■ Assigned task
All lines holding the word "screen" in the listing below need to be copied.

■ The records
PR #265, opened 2020-12-17
Task network sync

Damjan94:
Tasks now sync to the server.

Once #264 is merged, I will correct a few things that I can't do cleanly without that feature(if you wanted to spawn items via a resource, when task is done, it would not work)


src/addons/opensusinteraction/resources/interacttask/interacttask.gd
```diff
@@ -29,12 +29,12 @@ var attached_to: Node
 
 #assigned at runtime when registered by TaskManager
 var task_id: int
-var task_data: Dictionary = {}
-
+var _task_data: Dictionary = {}
```
TheSecondReal0: What is the rationale for changing this variable's name?

TheSecondReal0 (changes requested):
I haven't been able to test it yet, but I've looked at the code. It looks like most task functions require a network/player id as an input, how does this work for global tasks? Maybe make them optional inputs?

src/addons/opensusinteraction/resources/interacttask/interacttask.gd
```diff
@@ -33,7 +35,9 @@ var _task_data: Dictionary = {}
 var task_data_player: Dictionary = {}
 var task_registered: bool = false
 
-func complete_task(player_id: int, data: Dictionary = {}) -> bool:
+func complete_task(	player_id: int = TaskManager.GLOBAL_TASK_ID,
```
TheSecondReal0: I personally would put ```player_id``` after ```data```, it doesn't really matter though. Maybe you could include the player data inside the task data dict (I think the keys are already generated).

src/assets/autoload/taskgenerators.gd
```diff
@@ -0,0 +1,30 @@
+extends Node
+
+#the task data(eg. currentTime, targetTime) should be set server side
+#these generators should generate new data every time they are called
```
TheSecondReal0: I'm a bit weary about adding a new autoload. It looks like this is mainly generating a starting position for the clockset task (and theoretically other tasks), I think it would be better to try to bake this into the interact task as part of the editor UI.

src/assets/autoload/taskmanager.gd
```diff
@@ -28,41 +29,88 @@ func _ready():
...
+puppet func receive_task_data(task_text: String, task_data: Dictionary):
+	var task_id = get_task_id_by_name(task_text)
+	if not does_task_exist(task_id):
+		assert(false)
+		return
+	emit_signal("receive_task_data", task_id, task_data)
 
+#removes parameters from task data that shouldn't be sent over network
+func networkfy_task_data(task_data: Dictionary) -> Dictionary:
+	var keys_to_erase = ["task_id", "task_outputs", "attached_node", "resource"]
```
TheSecondReal0: I'm not sure why the task ID is getting filtered out, shouldn't you be using it to refer to the task?

src/assets/common/classes/ui/task/controltask.gd
```diff
@@ -2,21 +2,53 @@ extends ControlBase
...
 
+func _ready():
+	#warning-ignore:return_value_discarded
+	TaskManager.connect("task_completed", self, "_on_task_completed")
+	#warning-ignore:return_value_discarded
+	TaskManager.connect("receive_task_data", self, "_on_received_task_data")
+
 func complete_task(data: Dictionary = {}):
-	if TaskManager.complete_task(ui_data["task_id"], data):
+	TaskManager.rpc_id(1, 	"complete_task_remote", ui_data["task_text"],
```
TheSecondReal0: I think we should be using the task ID to refer to tasks, as 2 different tasks could have the same text.

Could you also switch it up so that this calls a function inside the task manager which executes the RPC? Putting it here makes the codebase more confusing.

TheSecondReal0 (dismissed):
I'm not sure why this new code is referring to tasks by their text instead of their ID. I see that IDs are filtered out when sending over the network, but I don't understand why. It seems that you'd want the IDs to be able to reliably refer to tasks?

src/assets/common/classes/ui/task/controltask.gd
Damjan94: yes, I agree that it should be calling a function inside the TaskManager.

src/assets/autoload/taskmanager.gd
Damjan94: because the task ID needs to be unique, and is most likely different on every game instance.
syncing the task ID between the clients and the server would require more code, so I opted for this approach, since two tasks are rarely going to need to have the same description, and even if they do, one could just append a character, or something...

src/assets/autoload/taskgenerators.gd
Damjan94: I don't think bloating anything task related, would be a good idea. because every task would need to generate it's own data, there would be a lot of code(maybe?)
I'm not sure what you mean by baking it into an editor ui...

src/addons/opensusinteraction/resources/interacttask/interacttask.gd
Damjan94: I will look into this

nicemicro (approved):
Works as intended, no unexpected behavior was observed, the game doesn't work.
Seems to have addressed all issues @TheSecondReal0 had with the previous versions.

PR #272, opened 2021-01-03
Character customization screen refactoring for more custom color selection

nicemicro:
In this PR I have

1. added a new scene which uses PNG bitmaps for color selection,
2. modified the character sprites to be compatible with the shaders / color customization,
3. refactored the whole appearance editor screen to be able to include the new options,
4. added a randomize button for random character generation.

I will make this PR live as soon as I have finalized the color maps (current ones are provisional).


vincens2005 (dismissed):
Looks good, the only think I think we might want to change in the future is that the skin color picker is missing a lot of shades. Other than that, everything looks good.

TheSecondReal0 (dismissed):
On an exported client the appearance editor doesn't seem to find the correct files, and you end up switching between files in ```src``` instead of outfit textures. My best guess is that it's something in ```getFilePaths()``` on line 69 (nice) in appearancemanager.gd. That function uses .png instead of .png.import like ```partFiles()```

nicemicro:
> On an exported client the appearance editor doesn't seem to find the correct files, and you end up switching between files in `src` instead of outfit textures. My best guess is that it's something in `getFilePaths()` on line 69 (nice) in appearancemanager.gd. That function uses .png instead of .png.import like `partFiles()`

The only thing didn't work on an exported project if I export myself on my PC, was the color maps due to loading using Image.load() function that is documented to break on exported projects.
I corrected that error. I think the export issue might be a CI setup issue.

nicemicro:
> On an exported client the appearance editor doesn't seem to find the correct files, and you end up switching between files in `src` instead of outfit textures. My best guess is that it's something in `getFilePaths()` on line 69 (nice) in appearancemanager.gd. That function uses .png instead of .png.import like `partFiles()`

Couldn't fix the issue, but found something that's borked during export, and fixed that. Maybe that issue could get its own PR.

src/assets/autoload/appearancemanager.gd
```diff
@@ -50,7 +187,7 @@ func savePlayerAppearance():
 	"""
 	Saves the visual appearance of the player to the file.
 	"""
-	pass
+	SaveLoadHandler.save_data(customization_path, my_customization)
 
 master func queryCustomization(id: int) -> void:
```
Damjan94: this should be just a normal function(without master keyword)
line 199 (func sendCustomizationToServer()) should have puppet keyword instead
204 (func receiveCustomizationFromClient) should have master keyword
228 (func receiveBulkCustomization) should be puppet too.

I know that this isn't your code, but I think these changes should be made somewhere

Damjan94 (approved):
all seems to be working fine, I left comments on the old code, I leave it up to you if you think it should be changed in this PR.

src/assets/autoload/appearancemanager.gd
nicemicro: No, actually this is my code, so I'll take a look and change it.

src/assets/autoload/appearancemanager.gd
```diff
@@ -5,22 +5,159 @@ appearance of players so when the actual player nodes (or other nodes
...
 signal apply_appearance(id)
 
 func _ready():
 	"""
 	When this script is ready, it loads the saved customization of the user.
 	"""
+	var color_map: Image
+	var texture: StreamTexture
+	for color_map_name in custom_color_files.keys():
+		color_map = Image.new()
```
Damjan94: this assignment is redundant

src/assets/ui/submenus/appearance_editor/color_selector.gd
```diff
@@ -0,0 +1,88 @@
...
+	colormap.texture = img_texture
+	setupSize()
+
+func setColorTo(x_rel, y_rel):
+	coord_rel.x = x_rel
+	coord_rel.y = y_rel
+	var max_x = self.rect_size.x - 1
+	var max_y = self.rect_size.y - 1 - color_map_y
+	var coord: Vector2
+	coord.x = int(x_rel / 1.0 / AppearanceManager.COLOR_XY * max_x)
```
Damjan94: what's the purpose of the '1.0' here?(please explain like you're explaining to someone who has skipped all of the math classes xD )

src/assets/ui/submenus/appearance_editor/color_selector.gd
```diff
@@ -0,0 +1,88 @@
...
+		color_map_image.unlock()
+		color_preview.color = pixel_color
+		customization["r"] = pixel_color.r
+		customization["g"] = pixel_color.g
+		customization["b"] = pixel_color.b
+		emit_signal("color_changed", customization, my_name)
+		if coords.y < max_y - 35:
+			preview_border.rect_position.y = 10
+		else:
+			preview_border.rect_position.y = -40
```
Damjan94, line 82: I feel it's a bit trippy how the box jumps to the top. I think it would be fine if it were to be drawn on top of the elements below it. But that's just my opinion. Leave it as is if no one else agrees with me, or if it's too much work to get it any other way.

Damjan94 (changes requested):

src/assets/ui/submenus/appearance_editor/color_selector.gd
vincens2005: It shouldn't make a difference, / 1.0 should be removed

nicemicro: it is to implicitly cast x_rel to float, so the division doesn't get automatically rounded down to zero while keeping the order of the operations so it is easy to see what these lines do.

src/assets/ui/submenus/appearance_editor/color_selector.gd
nicemicro: In the current form, due to the container used, the things below appear "on top of" the things above.
As in, if the color preview of the skintone goes down, it will go behind the color map of the hair color, which is worse, than this trippyness.

src/assets/autoload/appearancemanager.gd
nicemicro: removed.

src/assets/ui/submenus/appearance_editor/color_selector.gd
nicemicro: actually managed to fix it with the float keyword

src/assets/ui/submenus/appearance_editor/color_selector.gd
Damjan94: ok, fair enough.

Damjan94 (approved):

Damjan94 (approved):
approved again, after joining opensuspect team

■ Response to the exercise
Character customization screen refactoring for more custom color selection
3. refactored the whole appearance editor screen to be able to include the new options,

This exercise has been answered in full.